(Dataset entries)
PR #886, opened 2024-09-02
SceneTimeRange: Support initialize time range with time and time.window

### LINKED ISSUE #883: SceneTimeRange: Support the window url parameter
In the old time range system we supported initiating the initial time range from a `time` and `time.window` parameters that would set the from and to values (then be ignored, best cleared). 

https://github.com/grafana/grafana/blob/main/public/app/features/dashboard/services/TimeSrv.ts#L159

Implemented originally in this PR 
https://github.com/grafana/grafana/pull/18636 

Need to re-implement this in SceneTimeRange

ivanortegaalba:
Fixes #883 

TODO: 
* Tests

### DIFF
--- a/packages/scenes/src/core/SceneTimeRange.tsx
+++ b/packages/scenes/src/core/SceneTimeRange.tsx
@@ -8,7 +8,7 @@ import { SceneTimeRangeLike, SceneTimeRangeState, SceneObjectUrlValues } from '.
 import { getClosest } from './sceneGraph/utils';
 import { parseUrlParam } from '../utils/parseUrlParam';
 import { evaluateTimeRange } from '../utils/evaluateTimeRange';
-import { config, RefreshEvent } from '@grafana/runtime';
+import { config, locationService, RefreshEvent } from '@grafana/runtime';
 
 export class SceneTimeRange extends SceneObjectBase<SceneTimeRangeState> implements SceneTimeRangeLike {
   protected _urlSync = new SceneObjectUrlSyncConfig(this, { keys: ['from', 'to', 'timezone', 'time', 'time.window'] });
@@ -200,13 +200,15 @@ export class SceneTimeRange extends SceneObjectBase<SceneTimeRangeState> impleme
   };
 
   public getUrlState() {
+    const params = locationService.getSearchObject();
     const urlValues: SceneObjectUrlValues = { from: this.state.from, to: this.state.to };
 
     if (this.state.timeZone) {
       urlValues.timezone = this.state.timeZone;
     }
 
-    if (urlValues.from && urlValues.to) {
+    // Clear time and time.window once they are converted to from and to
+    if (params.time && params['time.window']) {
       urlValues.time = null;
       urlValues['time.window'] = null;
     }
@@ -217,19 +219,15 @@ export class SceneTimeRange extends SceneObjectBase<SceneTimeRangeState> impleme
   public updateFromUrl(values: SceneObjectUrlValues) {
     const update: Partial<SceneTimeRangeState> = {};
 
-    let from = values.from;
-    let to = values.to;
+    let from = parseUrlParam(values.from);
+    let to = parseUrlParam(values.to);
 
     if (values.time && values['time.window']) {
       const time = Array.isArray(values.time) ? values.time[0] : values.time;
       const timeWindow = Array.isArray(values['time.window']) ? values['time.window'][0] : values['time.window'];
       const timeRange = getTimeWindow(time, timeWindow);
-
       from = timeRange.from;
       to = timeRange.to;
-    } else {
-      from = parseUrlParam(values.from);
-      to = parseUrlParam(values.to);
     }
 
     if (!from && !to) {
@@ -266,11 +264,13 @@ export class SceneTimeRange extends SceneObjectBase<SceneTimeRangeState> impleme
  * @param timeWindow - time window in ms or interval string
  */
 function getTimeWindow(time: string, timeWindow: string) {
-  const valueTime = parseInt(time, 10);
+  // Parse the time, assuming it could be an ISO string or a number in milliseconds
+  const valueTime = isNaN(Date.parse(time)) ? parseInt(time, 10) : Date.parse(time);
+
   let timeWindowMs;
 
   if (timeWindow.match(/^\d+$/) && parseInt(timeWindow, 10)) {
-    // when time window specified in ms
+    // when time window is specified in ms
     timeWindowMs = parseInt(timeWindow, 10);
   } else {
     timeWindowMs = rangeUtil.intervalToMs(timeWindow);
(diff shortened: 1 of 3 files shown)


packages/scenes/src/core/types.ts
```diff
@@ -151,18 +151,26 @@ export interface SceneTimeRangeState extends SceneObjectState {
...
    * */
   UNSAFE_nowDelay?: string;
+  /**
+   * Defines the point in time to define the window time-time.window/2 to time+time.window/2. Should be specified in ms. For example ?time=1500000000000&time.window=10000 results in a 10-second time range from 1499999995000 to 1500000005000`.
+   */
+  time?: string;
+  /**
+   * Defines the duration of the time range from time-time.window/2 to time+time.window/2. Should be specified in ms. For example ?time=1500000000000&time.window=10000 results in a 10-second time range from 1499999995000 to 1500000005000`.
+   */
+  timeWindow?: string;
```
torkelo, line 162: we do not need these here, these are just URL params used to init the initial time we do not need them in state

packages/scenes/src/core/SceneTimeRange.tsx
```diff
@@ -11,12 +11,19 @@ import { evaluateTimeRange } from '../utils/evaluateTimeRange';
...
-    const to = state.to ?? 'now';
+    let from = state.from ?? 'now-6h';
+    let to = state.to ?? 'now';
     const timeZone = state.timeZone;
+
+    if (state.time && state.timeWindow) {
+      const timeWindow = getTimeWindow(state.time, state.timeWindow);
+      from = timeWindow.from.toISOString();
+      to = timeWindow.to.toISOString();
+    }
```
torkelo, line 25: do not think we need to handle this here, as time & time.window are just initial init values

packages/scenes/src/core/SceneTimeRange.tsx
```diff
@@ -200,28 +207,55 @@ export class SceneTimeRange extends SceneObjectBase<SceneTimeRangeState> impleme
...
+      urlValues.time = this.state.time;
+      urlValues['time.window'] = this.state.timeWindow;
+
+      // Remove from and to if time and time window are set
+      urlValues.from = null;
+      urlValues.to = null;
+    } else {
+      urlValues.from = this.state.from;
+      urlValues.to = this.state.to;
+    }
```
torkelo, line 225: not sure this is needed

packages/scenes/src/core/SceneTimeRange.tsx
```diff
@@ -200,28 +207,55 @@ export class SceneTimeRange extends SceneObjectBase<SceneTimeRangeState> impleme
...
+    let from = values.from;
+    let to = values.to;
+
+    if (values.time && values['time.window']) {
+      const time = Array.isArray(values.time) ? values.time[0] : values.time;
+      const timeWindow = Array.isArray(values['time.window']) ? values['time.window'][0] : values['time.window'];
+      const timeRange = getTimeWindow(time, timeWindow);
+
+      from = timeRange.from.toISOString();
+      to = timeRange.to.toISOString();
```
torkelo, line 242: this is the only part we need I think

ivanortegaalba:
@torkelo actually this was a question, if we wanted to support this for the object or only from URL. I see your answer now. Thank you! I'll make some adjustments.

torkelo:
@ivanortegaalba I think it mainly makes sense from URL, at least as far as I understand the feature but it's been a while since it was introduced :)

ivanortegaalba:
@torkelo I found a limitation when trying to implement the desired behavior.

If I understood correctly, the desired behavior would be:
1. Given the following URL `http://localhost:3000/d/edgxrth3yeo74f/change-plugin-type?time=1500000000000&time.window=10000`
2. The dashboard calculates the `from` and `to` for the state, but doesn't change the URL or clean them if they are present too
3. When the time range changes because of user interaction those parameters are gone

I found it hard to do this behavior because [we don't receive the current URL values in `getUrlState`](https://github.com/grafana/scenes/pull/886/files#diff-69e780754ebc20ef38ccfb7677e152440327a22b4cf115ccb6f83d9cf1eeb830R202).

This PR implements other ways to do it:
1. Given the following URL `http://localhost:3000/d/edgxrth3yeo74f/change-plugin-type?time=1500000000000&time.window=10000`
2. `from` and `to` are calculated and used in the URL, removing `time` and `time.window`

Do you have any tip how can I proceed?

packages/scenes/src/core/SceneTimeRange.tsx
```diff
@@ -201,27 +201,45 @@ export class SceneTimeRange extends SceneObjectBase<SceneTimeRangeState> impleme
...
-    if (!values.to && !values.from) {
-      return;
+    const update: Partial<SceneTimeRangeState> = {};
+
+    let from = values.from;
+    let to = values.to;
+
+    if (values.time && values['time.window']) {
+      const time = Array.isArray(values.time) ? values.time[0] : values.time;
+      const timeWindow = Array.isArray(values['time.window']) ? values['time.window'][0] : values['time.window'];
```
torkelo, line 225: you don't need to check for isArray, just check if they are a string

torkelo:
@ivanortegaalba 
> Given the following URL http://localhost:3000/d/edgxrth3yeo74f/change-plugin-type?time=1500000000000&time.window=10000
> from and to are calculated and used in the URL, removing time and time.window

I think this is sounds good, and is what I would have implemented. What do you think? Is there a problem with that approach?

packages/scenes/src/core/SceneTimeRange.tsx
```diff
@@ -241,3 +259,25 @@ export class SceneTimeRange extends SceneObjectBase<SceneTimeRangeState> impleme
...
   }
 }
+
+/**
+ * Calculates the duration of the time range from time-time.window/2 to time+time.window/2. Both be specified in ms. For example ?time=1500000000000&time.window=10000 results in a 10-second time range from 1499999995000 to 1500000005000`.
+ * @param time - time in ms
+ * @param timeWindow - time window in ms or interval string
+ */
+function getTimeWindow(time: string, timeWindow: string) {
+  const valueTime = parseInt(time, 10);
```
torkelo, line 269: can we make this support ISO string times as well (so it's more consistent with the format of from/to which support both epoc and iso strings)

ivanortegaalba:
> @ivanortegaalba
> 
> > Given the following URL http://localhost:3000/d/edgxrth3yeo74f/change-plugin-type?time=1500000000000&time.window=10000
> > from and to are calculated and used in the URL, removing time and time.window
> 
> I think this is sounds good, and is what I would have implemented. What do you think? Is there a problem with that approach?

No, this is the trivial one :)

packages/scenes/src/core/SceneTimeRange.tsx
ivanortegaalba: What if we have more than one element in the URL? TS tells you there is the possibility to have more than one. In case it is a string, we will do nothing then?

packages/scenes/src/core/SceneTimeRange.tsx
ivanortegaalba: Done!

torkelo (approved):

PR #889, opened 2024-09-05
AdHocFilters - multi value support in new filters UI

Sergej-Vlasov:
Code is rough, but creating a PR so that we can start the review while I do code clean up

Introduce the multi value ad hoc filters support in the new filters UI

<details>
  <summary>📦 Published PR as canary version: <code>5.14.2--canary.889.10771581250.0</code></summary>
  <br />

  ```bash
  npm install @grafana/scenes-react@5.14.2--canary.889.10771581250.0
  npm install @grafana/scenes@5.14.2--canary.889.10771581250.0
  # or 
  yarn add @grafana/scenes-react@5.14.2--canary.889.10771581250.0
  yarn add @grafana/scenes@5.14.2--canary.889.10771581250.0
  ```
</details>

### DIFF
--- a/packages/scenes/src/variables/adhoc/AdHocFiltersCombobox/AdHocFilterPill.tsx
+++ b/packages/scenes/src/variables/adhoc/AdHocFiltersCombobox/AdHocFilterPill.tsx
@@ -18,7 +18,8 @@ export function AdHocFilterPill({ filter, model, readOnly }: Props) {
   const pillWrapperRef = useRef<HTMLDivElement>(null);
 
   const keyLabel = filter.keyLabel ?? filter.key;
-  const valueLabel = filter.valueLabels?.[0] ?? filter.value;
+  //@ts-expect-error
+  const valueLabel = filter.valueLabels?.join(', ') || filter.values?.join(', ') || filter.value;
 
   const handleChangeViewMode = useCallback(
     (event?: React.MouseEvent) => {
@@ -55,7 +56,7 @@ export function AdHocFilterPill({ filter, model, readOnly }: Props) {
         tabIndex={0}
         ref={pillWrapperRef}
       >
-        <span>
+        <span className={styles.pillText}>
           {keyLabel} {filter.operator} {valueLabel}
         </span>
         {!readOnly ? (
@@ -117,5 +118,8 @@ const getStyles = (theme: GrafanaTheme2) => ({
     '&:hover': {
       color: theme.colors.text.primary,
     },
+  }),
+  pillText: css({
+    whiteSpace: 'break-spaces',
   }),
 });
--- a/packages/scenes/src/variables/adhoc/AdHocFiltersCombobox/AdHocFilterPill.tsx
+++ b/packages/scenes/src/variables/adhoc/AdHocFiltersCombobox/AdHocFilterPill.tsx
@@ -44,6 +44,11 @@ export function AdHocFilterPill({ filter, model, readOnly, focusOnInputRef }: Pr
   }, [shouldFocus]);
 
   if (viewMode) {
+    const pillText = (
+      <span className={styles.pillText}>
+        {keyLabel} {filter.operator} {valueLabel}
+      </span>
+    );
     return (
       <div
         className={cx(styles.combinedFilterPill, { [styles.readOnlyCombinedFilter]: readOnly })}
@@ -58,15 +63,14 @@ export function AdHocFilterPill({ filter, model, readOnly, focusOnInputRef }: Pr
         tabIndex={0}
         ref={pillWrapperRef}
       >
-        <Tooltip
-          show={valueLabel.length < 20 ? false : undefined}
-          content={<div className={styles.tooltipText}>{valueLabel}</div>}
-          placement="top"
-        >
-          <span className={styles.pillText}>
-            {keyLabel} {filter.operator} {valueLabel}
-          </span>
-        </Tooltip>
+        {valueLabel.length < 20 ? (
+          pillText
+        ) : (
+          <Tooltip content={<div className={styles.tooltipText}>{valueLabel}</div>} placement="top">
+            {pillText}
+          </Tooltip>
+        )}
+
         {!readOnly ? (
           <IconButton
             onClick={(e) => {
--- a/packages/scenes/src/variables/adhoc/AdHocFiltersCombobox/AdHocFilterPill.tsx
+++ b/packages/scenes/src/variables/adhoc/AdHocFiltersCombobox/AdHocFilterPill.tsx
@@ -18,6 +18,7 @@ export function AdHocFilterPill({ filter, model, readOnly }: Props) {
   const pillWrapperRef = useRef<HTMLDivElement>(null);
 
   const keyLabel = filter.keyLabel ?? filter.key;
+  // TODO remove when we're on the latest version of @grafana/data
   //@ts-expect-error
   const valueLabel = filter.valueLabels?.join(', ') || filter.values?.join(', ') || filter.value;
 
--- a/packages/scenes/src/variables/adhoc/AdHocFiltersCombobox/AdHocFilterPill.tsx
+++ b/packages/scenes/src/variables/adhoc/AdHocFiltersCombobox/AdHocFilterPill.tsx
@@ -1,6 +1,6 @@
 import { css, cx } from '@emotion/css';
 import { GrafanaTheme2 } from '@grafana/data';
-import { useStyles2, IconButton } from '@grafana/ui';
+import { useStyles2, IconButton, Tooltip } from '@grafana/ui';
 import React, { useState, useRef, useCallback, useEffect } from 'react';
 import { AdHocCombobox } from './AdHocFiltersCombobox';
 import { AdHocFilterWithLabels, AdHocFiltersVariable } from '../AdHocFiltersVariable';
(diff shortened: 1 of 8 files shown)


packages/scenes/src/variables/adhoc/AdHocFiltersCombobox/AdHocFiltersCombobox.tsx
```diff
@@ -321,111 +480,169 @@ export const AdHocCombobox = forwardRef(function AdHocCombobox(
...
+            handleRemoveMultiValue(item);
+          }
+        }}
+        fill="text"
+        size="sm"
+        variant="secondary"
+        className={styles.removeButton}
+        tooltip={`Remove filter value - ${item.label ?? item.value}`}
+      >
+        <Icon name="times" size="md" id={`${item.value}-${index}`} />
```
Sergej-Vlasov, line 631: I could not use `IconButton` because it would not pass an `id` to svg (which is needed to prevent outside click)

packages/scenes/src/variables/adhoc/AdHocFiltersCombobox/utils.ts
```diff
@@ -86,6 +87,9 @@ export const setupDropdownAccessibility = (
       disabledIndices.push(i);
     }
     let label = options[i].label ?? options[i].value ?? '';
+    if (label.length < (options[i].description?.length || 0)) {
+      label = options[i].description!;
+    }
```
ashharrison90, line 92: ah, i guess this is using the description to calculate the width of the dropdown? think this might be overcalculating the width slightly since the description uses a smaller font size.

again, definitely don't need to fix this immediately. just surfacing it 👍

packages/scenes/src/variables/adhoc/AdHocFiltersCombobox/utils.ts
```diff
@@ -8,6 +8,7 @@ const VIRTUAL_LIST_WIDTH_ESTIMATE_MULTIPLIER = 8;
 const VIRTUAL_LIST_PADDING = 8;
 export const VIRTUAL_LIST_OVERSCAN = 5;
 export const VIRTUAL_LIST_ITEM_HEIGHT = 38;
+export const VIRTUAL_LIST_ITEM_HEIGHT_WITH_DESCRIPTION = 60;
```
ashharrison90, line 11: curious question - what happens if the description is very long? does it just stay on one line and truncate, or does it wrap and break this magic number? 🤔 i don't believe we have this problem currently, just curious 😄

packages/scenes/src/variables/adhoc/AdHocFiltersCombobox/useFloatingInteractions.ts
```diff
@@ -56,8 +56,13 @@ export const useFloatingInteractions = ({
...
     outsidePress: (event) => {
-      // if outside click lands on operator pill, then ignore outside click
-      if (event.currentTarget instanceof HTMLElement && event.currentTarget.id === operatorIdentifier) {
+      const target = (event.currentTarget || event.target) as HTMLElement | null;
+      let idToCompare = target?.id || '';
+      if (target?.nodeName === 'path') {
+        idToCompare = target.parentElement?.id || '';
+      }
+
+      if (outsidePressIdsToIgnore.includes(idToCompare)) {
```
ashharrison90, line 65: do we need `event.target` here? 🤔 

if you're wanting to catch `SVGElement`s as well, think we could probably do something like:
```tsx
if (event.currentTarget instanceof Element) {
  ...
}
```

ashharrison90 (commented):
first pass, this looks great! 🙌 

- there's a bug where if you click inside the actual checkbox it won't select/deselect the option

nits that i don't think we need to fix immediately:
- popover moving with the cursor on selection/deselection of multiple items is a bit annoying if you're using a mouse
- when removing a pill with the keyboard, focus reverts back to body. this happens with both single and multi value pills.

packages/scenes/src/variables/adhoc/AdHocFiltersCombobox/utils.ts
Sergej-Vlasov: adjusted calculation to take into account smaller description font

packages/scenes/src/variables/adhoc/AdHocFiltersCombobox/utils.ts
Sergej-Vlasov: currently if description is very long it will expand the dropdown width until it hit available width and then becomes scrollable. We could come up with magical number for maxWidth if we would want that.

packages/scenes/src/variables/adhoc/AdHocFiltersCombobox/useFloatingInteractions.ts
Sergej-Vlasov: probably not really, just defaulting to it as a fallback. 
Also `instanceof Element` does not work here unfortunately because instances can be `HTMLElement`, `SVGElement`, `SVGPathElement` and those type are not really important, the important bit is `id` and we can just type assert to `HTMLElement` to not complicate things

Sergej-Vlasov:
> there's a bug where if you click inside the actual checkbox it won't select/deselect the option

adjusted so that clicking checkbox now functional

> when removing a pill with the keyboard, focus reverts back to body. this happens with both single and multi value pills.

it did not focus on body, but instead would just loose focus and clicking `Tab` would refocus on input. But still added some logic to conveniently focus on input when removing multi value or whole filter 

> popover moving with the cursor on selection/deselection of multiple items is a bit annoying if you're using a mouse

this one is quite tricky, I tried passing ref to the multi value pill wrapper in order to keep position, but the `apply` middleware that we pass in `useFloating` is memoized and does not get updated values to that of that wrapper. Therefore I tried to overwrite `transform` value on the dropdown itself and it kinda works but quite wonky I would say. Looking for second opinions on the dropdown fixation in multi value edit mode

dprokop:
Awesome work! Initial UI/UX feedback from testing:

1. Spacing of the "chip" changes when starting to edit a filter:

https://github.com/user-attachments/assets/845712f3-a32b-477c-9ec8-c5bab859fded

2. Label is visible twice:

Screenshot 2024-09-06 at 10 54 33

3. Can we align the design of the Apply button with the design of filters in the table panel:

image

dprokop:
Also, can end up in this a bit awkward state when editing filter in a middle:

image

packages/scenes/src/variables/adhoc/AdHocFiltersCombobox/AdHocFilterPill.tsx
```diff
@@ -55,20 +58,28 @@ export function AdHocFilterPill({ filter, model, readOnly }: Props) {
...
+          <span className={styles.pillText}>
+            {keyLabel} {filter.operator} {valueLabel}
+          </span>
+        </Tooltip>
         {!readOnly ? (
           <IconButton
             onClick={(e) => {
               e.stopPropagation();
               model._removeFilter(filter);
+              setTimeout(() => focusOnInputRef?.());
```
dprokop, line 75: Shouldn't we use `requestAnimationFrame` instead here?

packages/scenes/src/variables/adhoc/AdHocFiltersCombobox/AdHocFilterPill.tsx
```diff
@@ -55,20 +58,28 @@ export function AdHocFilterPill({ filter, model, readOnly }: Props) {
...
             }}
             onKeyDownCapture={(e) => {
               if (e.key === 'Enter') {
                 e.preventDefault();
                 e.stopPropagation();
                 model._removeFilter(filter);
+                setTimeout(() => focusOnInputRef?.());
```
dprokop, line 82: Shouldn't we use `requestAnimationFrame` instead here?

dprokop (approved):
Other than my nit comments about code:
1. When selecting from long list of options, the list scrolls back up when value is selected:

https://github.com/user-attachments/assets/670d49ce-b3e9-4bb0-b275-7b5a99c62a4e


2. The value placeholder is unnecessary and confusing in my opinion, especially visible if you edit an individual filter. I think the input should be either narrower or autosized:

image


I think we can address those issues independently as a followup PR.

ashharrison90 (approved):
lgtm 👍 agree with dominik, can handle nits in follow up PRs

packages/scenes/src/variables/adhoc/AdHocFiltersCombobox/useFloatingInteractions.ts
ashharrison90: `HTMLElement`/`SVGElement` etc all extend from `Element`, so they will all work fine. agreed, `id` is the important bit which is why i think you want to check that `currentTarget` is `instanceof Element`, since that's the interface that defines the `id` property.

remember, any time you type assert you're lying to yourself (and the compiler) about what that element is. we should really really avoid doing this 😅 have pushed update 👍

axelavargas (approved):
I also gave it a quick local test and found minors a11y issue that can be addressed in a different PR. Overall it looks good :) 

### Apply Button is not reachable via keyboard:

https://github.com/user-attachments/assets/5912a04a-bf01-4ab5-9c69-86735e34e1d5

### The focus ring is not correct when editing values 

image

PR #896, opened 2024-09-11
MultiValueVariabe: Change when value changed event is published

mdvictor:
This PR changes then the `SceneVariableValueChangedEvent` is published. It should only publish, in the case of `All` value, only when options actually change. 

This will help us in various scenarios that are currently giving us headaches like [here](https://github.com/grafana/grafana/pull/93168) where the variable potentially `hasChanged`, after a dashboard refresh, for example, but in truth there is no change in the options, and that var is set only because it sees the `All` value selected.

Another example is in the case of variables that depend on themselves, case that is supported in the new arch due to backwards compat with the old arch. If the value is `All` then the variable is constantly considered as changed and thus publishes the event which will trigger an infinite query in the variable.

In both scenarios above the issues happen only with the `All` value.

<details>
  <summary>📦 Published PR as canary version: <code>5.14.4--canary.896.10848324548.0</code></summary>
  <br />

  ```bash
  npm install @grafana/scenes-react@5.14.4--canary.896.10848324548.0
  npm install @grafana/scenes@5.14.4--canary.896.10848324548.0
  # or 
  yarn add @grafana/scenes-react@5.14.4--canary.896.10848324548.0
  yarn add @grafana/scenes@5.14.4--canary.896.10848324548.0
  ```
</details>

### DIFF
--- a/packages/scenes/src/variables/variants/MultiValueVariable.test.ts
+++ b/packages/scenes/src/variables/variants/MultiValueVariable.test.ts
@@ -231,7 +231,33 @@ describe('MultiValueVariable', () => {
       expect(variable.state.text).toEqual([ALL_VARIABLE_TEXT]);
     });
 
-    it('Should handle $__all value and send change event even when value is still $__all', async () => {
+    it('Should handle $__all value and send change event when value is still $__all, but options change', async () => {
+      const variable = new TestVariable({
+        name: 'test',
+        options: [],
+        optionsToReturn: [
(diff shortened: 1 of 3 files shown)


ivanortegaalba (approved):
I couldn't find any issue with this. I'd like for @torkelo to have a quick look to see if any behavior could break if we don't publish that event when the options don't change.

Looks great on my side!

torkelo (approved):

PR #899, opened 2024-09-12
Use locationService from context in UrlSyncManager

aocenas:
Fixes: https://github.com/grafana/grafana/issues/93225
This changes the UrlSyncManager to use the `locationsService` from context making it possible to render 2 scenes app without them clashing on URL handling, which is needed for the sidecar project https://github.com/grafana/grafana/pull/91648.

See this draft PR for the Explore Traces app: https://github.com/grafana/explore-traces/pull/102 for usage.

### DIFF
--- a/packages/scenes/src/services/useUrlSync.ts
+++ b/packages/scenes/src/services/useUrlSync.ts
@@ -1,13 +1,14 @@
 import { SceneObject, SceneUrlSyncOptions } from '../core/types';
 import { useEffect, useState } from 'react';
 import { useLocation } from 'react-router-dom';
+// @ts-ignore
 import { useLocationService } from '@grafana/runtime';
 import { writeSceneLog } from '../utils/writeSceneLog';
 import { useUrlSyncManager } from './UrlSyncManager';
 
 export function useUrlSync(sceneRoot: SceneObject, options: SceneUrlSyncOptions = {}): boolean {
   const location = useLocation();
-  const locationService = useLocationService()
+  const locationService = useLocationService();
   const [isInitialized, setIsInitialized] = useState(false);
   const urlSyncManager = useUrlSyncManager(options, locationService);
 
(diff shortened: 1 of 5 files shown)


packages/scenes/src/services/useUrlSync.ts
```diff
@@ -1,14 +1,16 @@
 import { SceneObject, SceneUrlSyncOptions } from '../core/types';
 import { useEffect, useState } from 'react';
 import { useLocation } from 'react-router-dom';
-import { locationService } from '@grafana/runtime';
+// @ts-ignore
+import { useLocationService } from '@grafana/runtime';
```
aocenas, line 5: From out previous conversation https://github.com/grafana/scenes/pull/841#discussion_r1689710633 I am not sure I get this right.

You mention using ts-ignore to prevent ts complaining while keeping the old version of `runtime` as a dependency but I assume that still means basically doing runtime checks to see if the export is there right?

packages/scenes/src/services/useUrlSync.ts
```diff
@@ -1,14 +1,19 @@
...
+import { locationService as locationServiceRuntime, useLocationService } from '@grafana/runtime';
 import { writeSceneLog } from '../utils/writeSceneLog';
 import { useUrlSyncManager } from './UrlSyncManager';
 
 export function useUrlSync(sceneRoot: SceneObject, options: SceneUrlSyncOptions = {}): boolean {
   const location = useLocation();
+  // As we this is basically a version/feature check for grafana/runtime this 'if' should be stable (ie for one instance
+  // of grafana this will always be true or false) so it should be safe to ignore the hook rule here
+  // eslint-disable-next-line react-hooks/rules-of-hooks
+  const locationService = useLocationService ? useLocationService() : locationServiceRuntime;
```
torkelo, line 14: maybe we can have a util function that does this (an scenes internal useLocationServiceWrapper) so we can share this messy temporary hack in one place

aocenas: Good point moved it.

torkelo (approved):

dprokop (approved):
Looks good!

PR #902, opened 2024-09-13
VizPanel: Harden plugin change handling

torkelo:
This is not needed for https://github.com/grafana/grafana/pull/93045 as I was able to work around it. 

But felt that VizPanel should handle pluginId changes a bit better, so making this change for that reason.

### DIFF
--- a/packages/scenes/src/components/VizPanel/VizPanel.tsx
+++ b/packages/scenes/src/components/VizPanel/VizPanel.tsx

* **PROBLEM TO SOLVE**
Keep only those lines of the records that hold "requestAnimationFrame", and return them.

* **WRITTEN SOLUTION**
dprokop, line 75: Shouldn't we use `requestAnimationFrame` instead here?
dprokop, line 82: Shouldn't we use `requestAnimationFrame` instead here?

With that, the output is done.